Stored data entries

PR #475, opened 2026-07-22
OCPBUGS-99398: Fix resolveUpstreamRef to properly propagate not-found errors

akesarka:
## Summary

- Fix resolveUpstreamRef() to use convertImageStreamGetterError() instead of hardcoding ErrImageStreamUnknownErrorCode, so that not-found errors from imageStreamGetter.layers() are properly converted to ErrImageStreamNotFoundCode.
- This fixes HTTP 500 responses on manifest HEAD requests for non-existent ImageStreams, which broke ImageStream auto-creation with Docker Engine 29+ clients.

## Problem

Docker Engine 29+ (with containerd image store) wraps single-platform images in OCI indexes and issues HEAD requests to check sub-manifest existence before PUT. When the ImageStream does not exist, manifestService.Exists() -> GetImageOfImageStream() -> resolveUpstreamRef() returns ErrImageStreamUnknownErrorCode instead of ErrImageStreamNotFoundCode, causing the registry to respond with HTTP 500 instead of 404.

This prevents the Docker client from proceeding to the manifest PUT, which is where CreateImageStreamMapping() auto-provisions the ImageStream.

## Root Cause

resolveUpstreamRef() was the only method in pkg/imagestream/imagestream.go that did not use convertImageStreamGetterError() to translate getter errors. All other methods (ResolveImageID, TagIsInsecure, Exists, localRegistry, IdentifyCandidateRepositories, Tags) already use this pattern.

## Test plan

- [ ] Verify the fix compiles and passes existing unit tests
- [ ] Push an image with Docker 29+ to a non-existent ImageStream and confirm auto-creation works
- [ ] Confirm existing pull-through and manifest operations are unaffected

Fixes: https://redhat.atlassian.net/browse/OCPBUGS-99398

## Summary by CodeRabbit

* **Bug Fixes**
  * Improved error reporting when image streams or image layers cannot be retrieved, providing more accurate error classification and preserving the original error message.

### DIFF
--- a/pkg/imagestream/imagestream.go
+++ b/pkg/imagestream/imagestream.go
@@ -233,10 +233,9 @@ func (is *imageStream) GetImageOfImageStream(ctx context.Context, dgst digest.Di
 func (is *imageStream) resolveUpstreamRef(ctx context.Context, dgst digest.Digest) (reference.DockerImageReference, rerrors.Error) {
 	layers, rErr := is.imageStreamGetter.layers()
 	if rErr != nil {
-		return reference.DockerImageReference{}, rerrors.NewError(
-			ErrImageStreamUnknownErrorCode,
-			fmt.Sprintf("resolveUpstreamRef: failed to get layers for image stream %s", is.Reference()),
+		return reference.DockerImageReference{}, convertImageStreamGetterError(
 			rErr,
+			fmt.Sprintf("resolveUpstreamRef: failed to get layers for image stream %s", is.Reference()),
 		)
 	}
 
--- a/pkg/imagestream/imagestream.go
+++ b/pkg/imagestream/imagestream.go
@@ -199,6 +199,13 @@ func (is *imageStream) getImageOfImageStream(ctx context.Context, dgst digest.Di
 // not be sent to the master API. If you need unmodified version of the
 // image object, please use getStoredImageOfImageStream.
 func (is *imageStream) GetImageOfImageStream(ctx context.Context, dgst digest.Digest) (*imageapiv1.Image, rerrors.Error) {
+	if _, rErr := is.imageStreamGetter.get(); rErr != nil {
+		return nil, convertImageStreamGetterError(
+			rErr,
+			fmt.Sprintf("GetImageOfImageStream: image stream %s not found", is.Reference()),
+		)
+	}
+
 	isImage, err := is.getImageOfImageStream(ctx, dgst)
 	if err == nil {
 		return isImage, nil
--- a/pkg/imagestream/imagestream_error_test.go
+++ b/pkg/imagestream/imagestream_error_test.go
@@ -1,0 +1,46 @@
+package imagestream
+
+import (
+	"testing"
+
+	rerrors "github.com/openshift/image-registry/pkg/errors"
+)
+
+func TestConvertImageStreamGetterError(t *testing.T) {
+	tests := []struct {
+		name         string
+		inputCode    string
+		expectedCode string
+	}{
+		{
+			name:         "NotFound error is propagated as ImageStream NotFound",
+			inputCode:    ErrImageStreamGetterNotFoundCode,
+			expectedCode: ErrImageStreamNotFoundCode,
+		},
+		{
+			name:         "Forbidden error is propagated as ImageStream Forbidden",
+			inputCode:    ErrImageStreamGetterForbiddenCode,
+			expectedCode: ErrImageStreamForbiddenCode,
+		},
+		{
+			name:         "Unknown error remains as ImageStream Unknown",
+			inputCode:    ErrImageStreamGetterUnknownCode,
+			expectedCode: ErrImageStreamUnknownErrorCode,
+		},
+	}
+
+	for _, tc := range tests {
+		t.Run(tc.name, func(t *testing.T) {
+			inputErr := rerrors.NewError(tc.inputCode, "test/repo", nil)
+			result := convertImageStreamGetterError(inputErr, "test message")
+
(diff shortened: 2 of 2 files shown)


akesarka:
@flavianmissi @ricardomaraschini 

Could you please spare some time to review the request ?

pkg/imagestream/imagestream.go
```diff
@@ -233,10 +233,9 @@ func (is *imageStream) GetImageOfImageStream(ctx context.Context, dgst digest.Di
 func (is *imageStream) resolveUpstreamRef(ctx context.Context, dgst digest.Digest) (reference.DockerImageReference, rerrors.Error) {
 	layers, rErr := is.imageStreamGetter.layers()
 	if rErr != nil {
-		return reference.DockerImageReference{}, rerrors.NewError(
-			ErrImageStreamUnknownErrorCode,
-			fmt.Sprintf("resolveUpstreamRef: failed to get layers for image stream %s", is.Reference()),
+		return reference.DockerImageReference{}, convertImageStreamGetterError(
 			rErr,
+			fmt.Sprintf("resolveUpstreamRef: failed to get layers for image stream %s", is.Reference()),
```
ricardomaraschini, line 245: This seems to be correct. Can we have a unit test in place ?

ricardomaraschini (commented):
The problem being addressed here seems to be related to missing "layers" inside an already ImageStream, no ? Would you mind clarifying or even point me out to an upstream change that caused this change in behavior ?

akesarka:
> The problem being addressed here seems to be related to missing "layers" inside an already ImageStream, no ? Would you mind clarifying or even point me out to an upstream change that caused this change in behavior ?

The issue is not about missing layers inside an existing ImageStream — it's about the ImageStream itself not existing yet during a push.

Docker Engine 29+ now uses the containerd image store by default, which wraps single-platform images in an OCI image index. During push, the Docker client issues a HEAD /v2/<namespace>/<repo>/manifests/sha256:<digest> request to check if the sub-manifest already exists before issuing the manifest PUT.

When the ImageStream doesn't exist, manifestService.Exists() calls GetImageOfImageStream(), which first tries getImageOfImageStream() (fails — IS not found via get()), then falls through to resolveUpstreamRef(). Inside resolveUpstreamRef(), imageStreamGetter.layers() also returns ErrImageStreamGetterNotFoundCode, but this was being wrapped as ErrImageStreamUnknownErrorCode instead of being properly converted. This caused Exists() to return a generic error (HTTP 500) instead of distribution.ErrBlobUnknown (HTTP 404).

The Docker client treats 500 as fatal and aborts — the manifest PUT (where CreateImageStreamMapping() auto-provisions the ImageStream) is never reached.

Upstream change that triggers this: [moby/moby#51532](https://github.com/moby/moby/issues/51532) — Docker 29 enabled containerd image store by default, changing push behavior.

ricardomaraschini (commented):
> The issue is not about missing layers inside an existing ImageStream

This seems to contradict what comes next:

> When the ImageStream doesn't exist, manifestService.Exists() calls GetImageOfImageStream(), which first tries getImageOfImageStream() (fails — IS not found via get()), then falls through to resolveUpstreamRef(). Inside resolveUpstreamRef(), imageStreamGetter.layers()

As you can see the problem happens when listing the "layers". At that stage the ImageStream should be there already. That is the missing information. 

Can you please paste here what are the resulting ImageStream/Images created after pushing with Docker v29 (with this fix in place)? The YAMLS would be ideal.

akesarka:
@ricardomaraschini 

Added a detailed [reproduction document ](https://docs.google.com/document/d/1de5ZpijKqbAKa3gIhAcHkzjsdOzfJCQX4bvbnXZ1qIg/edit?tab=t.0#heading=h.ht7sc0vcwj74) demonstrating the bug on  OCP 4.20.24 cluster with Docker CE 29.4.0 + containerd image store:

Key findings:

- docker buildx build --push to a non-existent ImageStream fails with repeated 500 Internal Server Error on HEAD /manifests/sha256:...
- podman push and legacy docker push to the same non-existent ImageStream succeed (they don't use HEAD-by-digest)
- Registry logs confirm: err.code=unknown err.detail="ImageStream:Unknown: resolveUpstreamRef: ... ImageStreamGetter:NotFound: ..."

ricardomaraschini:
/retitle OCPBUGS-99398: Fix resolveUpstreamRef to properly propagate not-found errors

pkg/imagestream/imagestream.go
ricardomaraschini, line 245: We should verify if the ImageStream exists in `GetImageOfImageStream()` before doing anything else. Right now, if `getImageOfImageStream` fails, the code falls through to `resolveUpstreamRef` but it should never reach that point if the ImageStream does not exist.

Maybe add an early call to `is.imageStreamGetter.get()` (right at the start of `GetImageOfImageStream`). If it returns an error, wrap it with `convertImageStreamGetterError` and return immediately. This would avoid extra API calls.

You may even keep the current change as a safety net, just in case.

ricardomaraschini (changes requested):

pkg/imagestream/imagestream.go
akesarka: Updated as per your suggestion — added an early ImageStream existence check at the top of GetImageOfImageStream():

Could you please have a look if that is what you asked for ?

The original fix in resolveUpstreamRef is retained as a safety net for any other code paths that call it directly.

ricardomaraschini:
@gangwgr Would you be able to verify this one ?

TASK REQUIREMENTS -
Read through the entries above, and wherever a line holds the string "propagated", copy it.

FINAL ANSWER -
+			name:         "NotFound error is propagated as ImageStream NotFound",
+			name:         "Forbidden error is propagated as ImageStream Forbidden",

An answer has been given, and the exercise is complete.